**Data for this exercise:**
- Opening Delimiter -

PR #12381, opened 2019-06-21
[WFLY-12175] Fix some wrong links in the documentation

yersan:
Fixed incorrect links in the documentation in :

https://docs.wildfly.org/17/Admin_Guide.html#Description_of_the_Management_Model 
https://docs.wildfly.org/17/Admin_Guide.html#management-resources
https://docs.wildfly.org/17/Admin_Guide.html#description-of-an-attribute
https://docs.wildfly.org/17/Admin_Guide.html#Global_operations
https://docs.wildfly.org/17/Extending_WildFly.html#wildfly-managed-resources

Jira issue: https://issues.jboss.org/browse/WFLY-12175

### DIFF
--- a/docs/src/main/asciidoc/_extending-wildfly/Key_Interfaces_and_Classes_Relevant_to_Extension_Developers.adoc
+++ b/docs/src/main/asciidoc/_extending-wildfly/Key_Interfaces_and_Classes_Relevant_to_Extension_Developers.adoc
@@ -67,7 +67,7 @@ interface) relate to the notion of managed resources in the AS.
 
 Each subsystem is responsible for managing one or more management
 resources. The conceptual characteristics of a management resource are
-covered in some detail in the link:Admin_Guide{outfilesuffix}#Management_resources[Admin
+covered in some detail in the link:Admin_Guide{outfilesuffix}#management-resources[Admin
 Guide]; here we'll just summarize the main points. A management resource
 has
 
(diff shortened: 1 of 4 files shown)


docs/src/main/asciidoc/_extending-wildfly/Key_Interfaces_and_Classes_Relevant_to_Extension_Developers.adoc
```diff
@@ -67,9 +67,8 @@ interface) relate to the notion of managed resources in the AS.
 
 Each subsystem is responsible for managing one or more management
 resources. The conceptual characteristics of a management resource are
-covered in some detail in the link:Admin_Guide{outfilesuffix}#Management_resources[Admin
-Guide]; here we'll just summarize the main points. A management resource
-has
+covered in some detail in the <<management-resources,Admin Guide>>;
```
bstansberry: This link works fine for me with the existing doc, but is broken with this change. This "Extending WildFly" doc is a different page from "Admin Guide" so an internal link will not work.

bstansberry (changes requested):
@yersan One change on here breaks something for me; the rest look good.

docs/src/main/asciidoc/_extending-wildfly/Key_Interfaces_and_Classes_Relevant_to_Extension_Developers.adoc
yersan: Thanks for the review @bstansberry , yes, somehow I did not test correctly this link. Now it is fixed. 

Notice that the intention of this link is to jump to "2.3. Management resources" section on "WildFly Admin Guide".  In our current version, the link jumps to "WildFly Admin Guide" but it doesn't move to "2.3. Management resources". It is a very subtle difference.

bstansberry (approved):
Thanks!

- Closing Delimiter -

**Task requirements:** All of the data is to be transcribed exactly as written.

**Exercise result:**
PR #12381, opened 2019-06-21
[WFLY-12175] Fix some wrong links in the documentation

yersan:
Fixed incorrect links in the documentation in :

https://docs.wildfly.org/17/Admin_Guide.html#Description_of_the_Management_Model 
https://docs.wildfly.org/17/Admin_Guide.html#management-resources
https://docs.wildfly.org/17/Admin_Guide.html#description-of-an-attribute
https://docs.wildfly.org/17/Admin_Guide.html#Global_operations
https://docs.wildfly.org/17/Extending_WildFly.html#wildfly-managed-resources

Jira issue: https://issues.jboss.org/browse/WFLY-12175

### DIFF
--- a/docs/src/main/asciidoc/_extending-wildfly/Key_Interfaces_and_Classes_Relevant_to_Extension_Developers.adoc
+++ b/docs/src/main/asciidoc/_extending-wildfly/Key_Interfaces_and_Classes_Relevant_to_Extension_Developers.adoc
@@ -67,7 +67,7 @@ interface) relate to the notion of managed resources in the AS.
 
 Each subsystem is responsible for managing one or more management
 resources. The conceptual characteristics of a management resource are
-covered in some detail in the link:Admin_Guide{outfilesuffix}#Management_resources[Admin
+covered in some detail in the link:Admin_Guide{outfilesuffix}#management-resources[Admin
 Guide]; here we'll just summarize the main points. A management resource
 has
 
(diff shortened: 1 of 4 files shown)


docs/src/main/asciidoc/_extending-wildfly/Key_Interfaces_and_Classes_Relevant_to_Extension_Developers.adoc
```diff
@@ -67,9 +67,8 @@ interface) relate to the notion of managed resources in the AS.
 
 Each subsystem is responsible for managing one or more management
 resources. The conceptual characteristics of a management resource are
-covered in some detail in the link:Admin_Guide{outfilesuffix}#Management_resources[Admin
-Guide]; here we'll just summarize the main points. A management resource
-has
+covered in some detail in the <<management-resources,Admin Guide>>;
```
bstansberry: This link works fine for me with the existing doc, but is broken with this change. This "Extending WildFly" doc is a different page from "Admin Guide" so an internal link will not work.

bstansberry (changes requested):
@yersan One change on here breaks something for me; the rest look good.

docs/src/main/asciidoc/_extending-wildfly/Key_Interfaces_and_Classes_Relevant_to_Extension_Developers.adoc
yersan: Thanks for the review @bstansberry , yes, somehow I did not test correctly this link. Now it is fixed. 

Notice that the intention of this link is to jump to "2.3. Management resources" section on "WildFly Admin Guide".  In our current version, the link jumps to "WildFly Admin Guide" but it doesn't move to "2.3. Management resources". It is a very subtle difference.

bstansberry (approved):
Thanks!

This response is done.